Salzgitters Steuermann in kritischer Zeit
Salzgitters Steuermann in kritischer Zeit
Von Carsten Steevens, Hamburg
In seiner fast vierjährigen Amtszeit als Vorstandschef der Salzgitter AG hat Gunnar Groebler seit Mitte 2021 die Zyklizität in der Stahlbranche deutlich zu spüren bekommen: Dem Rekordjahr 2022 folgte beim zweitgrößten deutschen Stahlproduzenten im Zuge stark rückläufiger Stahlpreise ein Gewinneinbruch im Folgejahr und ein Konzernverlust von -348 (i.V. +204) Mill. Euro im vergangenen Turnus. Der Aktienkurs des SDax-Unternehmens verdoppelte sich bis März 2022 auf rund 49 Euro, ehe er im Herbst 2024 – im zweiten Rezessionsjahr in Deutschland in Folge – unter die Marke von 13 Euro fiel. Immerhin: An der Börse sieht es wieder etwas freundlicher aus, wenn Groebler den Aktionären in der Hauptversammlung an diesem Donnerstag mit einem Dividendenvorschlag von 0,20 (0,45) Euro je Aktie begegnet.
Angespannte Lage
Mitte März erreichte die Salzgitter-Aktie mit gut 28 Euro den höchsten Stand seit Ende 2023. Seitdem hat sich der Kurs aber abgeschwächt. Mit über 23 Euro liegt er nach wie vor über dem Preis von 17,50 Euro je Aktie, den ein Konsortium um Großaktionär Günter Papenburg für eine Übernahme des Konzerns zahlen wollte. Doch haben die vor gut einer Woche veröffentlichten Zahlen des ersten Quartals mit einem Vorsteuerverlust von 27 Mill. Euro sowie auf Null gesenkte Wachstumserwartungen des Internationalen Währungsfonds und der Bundesregierung für Deutschland in diesem Jahr die aktuell angespannte Lage erneut verdeutlicht.
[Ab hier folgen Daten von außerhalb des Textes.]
PR #537, opened 2025-11-03
feat: serve chain from store to followers

### LINKED ISSUE #426: Downstream clients connecting entail huge memory spike and stalls process
When a downstream client connects to Amaru to sync up and the intersection points it provides are "old" or even `Genesis`, Amaru memory consumption surges (from <300MB to ~1.5GB on `preview`) and there's a significant amount of time spent finding relevant headers. 

Image

The following trace shows that it takes about 50s to find the headers to send to client. 

```
Sep 04 14:34:50 clermont amaru[1329417]: 2025-09-04T12:34:50.137731Z DEBUG amaru::stages::consensus::forward_chain::client_protocol: finding headers between (90333249, 4fb9cff59ef56a3661d45ab7e445593d743241a95f5f9ecbd6f7751ce67472cb) and [(61789671, 846addc03cf9b816cf956daf0e8ae029aa3a466ac3e4ba52b8d526eac7118aab)]
Sep 04 14:35:36 clermont amaru[1329417]: 2025-09-04T12:35:36.657826Z DEBUG amaru::stages::consensus::forward_chain::client_protocol: intersection found: Tip((61789671, 846addc03cf9b816cf956daf0e8ae029aa3a466ac3e4ba52b8d526eac7118aab), 2559288)
```

Moreover, while the client is synchronising the upstream amaru node is stalled and does not synchronise with its own upstream peer.

While the migration to pallas-network2 (see #420) should make our network stack more robust, it will take some time so we probably want a stop-gap solution before that.

abailly:
This PR introduces a `ChainFollower` structure that keeps track of a single downstream peer's synchronization state with two modalities:
- while the synchronisation point (initially from `intersection` and then evolving) is behind the `anchor` of the chain, the forwarded headers are loaded from the store,
- when the synchronisation reaches the anchor, the peer is sent the `ClientOp` messages accumulated in a queue while it was synchronising. This queue is initially filled with the "volatile" part of the chain, e.g the part between the `anchor` and the `tip`.

The code is surprisingly convoluted and there are a few edge cases one needs to deal with that should be covered by the store's invariant, e.g the store should guarantee that if there's a child relationship between 2 headers, then both of them are in the store. However it's really not obvious to me how to enforce that and expose it in the API.

Note that ideally I would have each `ChainFollower` keep an `Iterator` over the underlying `ChainStore` but as `Arc<T>` is not `Send` it's seemingly not possible. I would be interested in knowing from Rust experts whether or not this is feasible as I think it would somewhat simplify the design and possibly improve the performances.

Fix #426 

## Summary by CodeRabbit

* **New Features**
  * Enhanced chain store with improved next-chain lookup capability for efficient chain traversal.

* **Improvements**
  * Added contextual location-aware logging to consensus validation for better error diagnostics and debugging.

* **Infrastructure**
  * Added multi-client launch script to support testing multiple node deployments simultaneously.

### DIFF
--- a/crates/amaru/src/stages/consensus/forward_chain/chain_follower.rs
+++ b/crates/amaru/src/stages/consensus/forward_chain/chain_follower.rs
@@ -145,6 +145,7 @@ impl<H: IsHeader + Clone + Send> ChainFollower<H> {
         })
     }
 
+    #[allow(clippy::panic)]
     pub fn next_op(&mut self, store: Arc<dyn ReadOnlyChainStore<H>>) -> Option<ClientOp<H>> {
         // is this initial rollback?
         if let Some(ref init_tip) = self.initial {
@@ -167,12 +168,10 @@ impl<H: IsHeader + Clone + Send> ChainFollower<H> {
                             trace!(forwarded = %child.point(), anchor = ?self.anchor, "forwarding from store at origin");
                             return Some(ClientOp::Forward(child));
                         }
-                        None => {
-                            // FIXME: this seems possible in some circumstances given how our DB is structured
-                            // but this should never happen in practice. Perhaps turn into a proper `panic!`?
-                            warn!(intersection = ?self.intersection, child = %point, anchor = ?self.anchor, "child not found in store");
-                            return None;
-                        }
+                        None => panic!(
+                            "Store invariant violated:\nnext_best_chain returned {} but header not in store (intersection: {:?}, anchor: {:?})",
+                            point, self.intersection, self.anchor
+                        ),
                     }
                 }
                 None => {
@@ -182,7 +181,12 @@ impl<H: IsHeader + Clone + Send> ChainFollower<H> {
             }
         }
 
-        self.ops.pop_front()
+        if let Some(op) = self.ops.pop_front() {
+            self.intersection = op.tip();
+            Some(op)
+        } else {
+            None
+        }
     }
 
     pub fn add_op(&mut self, op: ClientOp<H>) {
@@ -248,11 +252,11 @@ pub(crate) mod tests {
     fn find_headers_starting_at_tip() {
         let store = mk_in_memory_store(CHAIN_47);
 
-        let tip = store.get_point(TIP_47);
+        let tip_point = store.get_point(TIP_47);
         let points = [store.get_point(TIP_47)];
-        let start = Tip(tip.clone(), store.get_height(TIP_47));
+        let start = Tip(tip_point.clone(), store.get_height(TIP_47));
 
-        let mut chain_follower = ChainFollower::new(store.clone(), &tip, &points).unwrap();
+        let mut chain_follower = ChainFollower::new(store.clone(), &tip_point, &points).unwrap();
 
         assert_eq!(
             chain_follower.next_op(store.clone()),
@@ -343,6 +347,7 @@ pub(crate) mod tests {
     }
 
     #[test]
+    #[should_panic(expected = "Store invariant violated")]
     fn next_op_returns_none_given_it_fails_to_load_child_header() {
         let store = mk_in_memory_store(CHAIN_47);
         let unstored_header = run(any_header_with_parent(Hash::from(
@@ -364,7 +369,8 @@ pub(crate) mod tests {
         let mut chain_follower = ChainFollower::new(store.clone(), &tip, &points).unwrap();
 
         let _ = chain_follower.next_op(store.clone()); // initial rollback
-        assert_eq!(chain_follower.next_op(store.clone()), None);
+
+        chain_follower.next_op(store.clone());
     }
 
     // HELPERS


crates/amaru-ouroboros-traits/src/stores/consensus/in_memory_consensus_store.rs
```diff
@@ -125,6 +125,25 @@ impl<H: IsHeader + Clone + Send + Sync + 'static> ReadOnlyChainStore<H> for InMe
...
+        let min_slot = point.slot_or_default();
+
+        let next: Vec<&Point> = inner
+            .chain
+            .iter()
+            .filter(move |p| p.slot_or_default() > min_slot)
+            .take(1)
+            .collect();
+
+        if next.is_empty() {
```
etorreborre, line 141: `next.first().cloned()`?

crates/amaru/src/stages/consensus/forward_chain/chain_follower.rs
```diff
@@ -0,0 +1,425 @@
...
+            .unwrap_or(Tip(Point::Origin, 0));
+        Some(Self {
+            initial: Some(best_tip.clone()),
+            ops: headers.into(),
+            intersection: best_tip,
+            anchor,
+        })
+    }
+
+    pub fn next_op(&mut self, store: Arc<dyn ReadOnlyChainStore<H>>) -> Option<ClientOp<H>> {
```
etorreborre, line 149: Why pass a `store` reference again here since we already have `self.store`?

crates/amaru/src/stages/consensus/forward_chain/chain_follower.rs
```diff
@@ -0,0 +1,425 @@
...
+                    let child_header =
+                        store.load_header(&hash_point(&to_network_point(point.clone())));
+                    match child_header {
+                        Some(child) => {
+                            self.intersection = child.as_tip();
+                            trace!(forwarded = %child.point(), anchor = ?self.anchor, "forwarding from store at origin");
+                            return Some(ClientOp::Forward(child));
+                        }
+                        None => {
+                            // FIXME: this seems possible in some circumstances given how our DB is structured
```
etorreborre: I would panic here. There are similar cases in the `HeadersTree` with the `unsafe_get_header` method.

crates/amaru/src/stages/consensus/forward_chain/chain_follower.rs
```diff
@@ -0,0 +1,425 @@
...
+        )
+    }
+
+    #[test]
+    fn find_headers_starting_at_tip() {
+        let store = mk_in_memory_store(CHAIN_47);
+
+        let tip = store.get_point(TIP_47);
+        let points = [store.get_point(TIP_47)];
+        let start = Tip(tip.clone(), store.get_height(TIP_47));
```
etorreborre: Isn't it possible to use `.as_tip()` here?

crates/amaru/src/stages/consensus/forward_chain/chain_follower.rs
```diff
@@ -0,0 +1,425 @@
...
+        let points = [
+            store.get_point(FORK_47),   // this will lose to the (taller) winner
+            store.get_point(WINNER_47), // this is the winner after the branch
+        ];
+        let expected = store.get_point(WINNER_47);
+
+        let mut chain_follower = ChainFollower::new(store.clone(), &tip, &points).unwrap();
+        assert_eq!(
+            chain_follower.next_op(store.clone()),
+            Some(ClientOp::Backward(Tip(expected, 8)))
```
etorreborre, line 301: Isn't it possible to use `.as_tip()` here?

crates/amaru/src/stages/consensus/forward_chain/chain_follower.rs
```diff
@@ -0,0 +1,425 @@
...
+        let points = [store.get_point(LOST_47)];
+        let first = store
+            .load_header(&Hash::from(hex::decode(FIRST_HEADER).unwrap().as_slice()))
+            .expect("could not load header");
+
+        let mut chain_follower = ChainFollower::new(store.clone(), &tip, &points).unwrap();
+
+        assert_eq!(
+            chain_follower.next_op(store.clone()),
+            Some(ClientOp::Backward(Tip(Point::Origin, 0)))
```
etorreborre, line 319: Isn't it possible to use `.as_tip()` here?

etorreborre (approved):
⛓️ I would be good to be able to test that logic in the simulation and see, for example, that the nodes are converging on the same chain, even they start with different states.

crates/amaru/src/stages/consensus/forward_chain/chain_follower.rs
abailly: I don't think we have it in `self`, or at least I removed it! I need to pass it because `Arc<dyn ChainStore>` is not `Send` and therefore I cannot store it in `self`, that's the solution I found: pass it to `next_op`

abailly:
I ran a small experiment with a remote node running `preview` and starting up 5 clients at a 1 minute interval on a local machine and monitoring RAM consumption of remote process. It seems that this PR mostly solves the memory consumption problem.

Screenshot 2025-11-04 at 11 02 02

crates/amaru/src/stages/consensus/forward_chain/chain_follower.rs
etorreborre: I tried it and that works fine. See my commit in `abailly/follow-chain-from-store-eric`.

crates/amaru/src/stages/mod.rs
```diff
@@ -299,6 +282,16 @@ fn open_chain_store(config: &Config) -> anyhow::Result<Arc<dyn ChainStore<BlockH
...
+    if *tip != ORIGIN_HASH && chain_store.load_header(tip).is_none() {
+        panic!(
+            "Tip {} not found in chain database '{}'",
+            tip, config.chain_store
+        )
+    };
+
+    chain_store.set_anchor_hash(tip)?;
+    chain_store.set_best_chain_hash(tip)?;
     Ok(chain_store)
```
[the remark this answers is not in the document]
abailly: This is not possible as Amaru explicit does not support starting from `ORIGIN`

crates/amaru/src/stages/consensus/forward_chain/chain_follower.rs
abailly: Not without some significant restructuring: We need the `Header` to use `as_tip()` but in the tests we have only a hex-string representing the hash. It does not seem to simplify the code.

crates/amaru/src/stages/consensus/forward_chain/chain_follower.rs
abailly: Ditto

crates/amaru/src/stages/consensus/forward_chain/chain_follower.rs
abailly: `Origin` is a `Point` and we don't have `as_tip` for a `Point` as it requires the height of  the header which is not part of the point.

Nach Ablehnung des Übernahmeangebots müsse das Management nun beweisen, dass es für Investoren mehr Wert generieren könne, so Analysten von Deutsche Bank Research vor kurzem. Seit dem am 11. April bekannt gewordenen Ende der Übernahmegespräche steht fest, dass der Stahlhersteller mit dem Land Niedersachsen als Ankeraktionär eigenständig bleibt. Der in den vergangenen 15 Monaten mit Birgit Potrafki (Finanzen) und Birgit Dietze (Personal) erneuerte Vorstand um Gunnar Groebler kann sich wieder voll auf das Geschäft, die Umsetzung unlängst ergänzter Maßnahmen zur Ergebnisverbesserung sowie auf das mehrjährige Milliardenprojekt zur Dekarbonisierung der Stahlproduktion fokussieren.
Weichenstellungen
Als der Aufsichtsrat Groeblers Vertrag Ende 2023 bis 2029 verlängerte, wurde das mit zentralen Weichenstellungen begründet. Der 53 Jahre alte Maschinenbau-Ingenieur, der zuvor in fast zwei Jahrzehnten beim schwedischen Energieunternehmen Vattenfall bis in den Konzervorstand aufstieg, habe die Etablierung der „Salzgitter AG 2030“ genannten Konzernstrategie mit ihrem Schwerpunkt auf Kreislaufwirtschaft vorangetrieben und die unter dem Programmnamen „Salcos“ bis in die 2030er Jahre angelegte Transformation hin zu einer nahezu CO₂-neutralen Stahlherstellung beschleunigt.
Seit September vorigen Jahres setzt sich der gebürtige Dortmunder in besonderer Funktion auch für die Interessen der Stahlbranche ein: Groebler ist seitdem ehrenamtlicher Präsident der Wirtschaftsvereinigung Stahl. Seine Aufgabe sei es nun, alles zu tun, um die akute Wettbewerbsfähigkeit der deutschen Stahlindustrie zu erhalten und ihre Zukunftsfähigkeit voranzubringen. Dabei sieht es die energieintensive Branche, die die Rückendeckung auch der neuen Bundesregierung sicher hat, am dringlichsten an, in Deutschland zu international wettbewerbsfähigen Energiekosten zu kommen.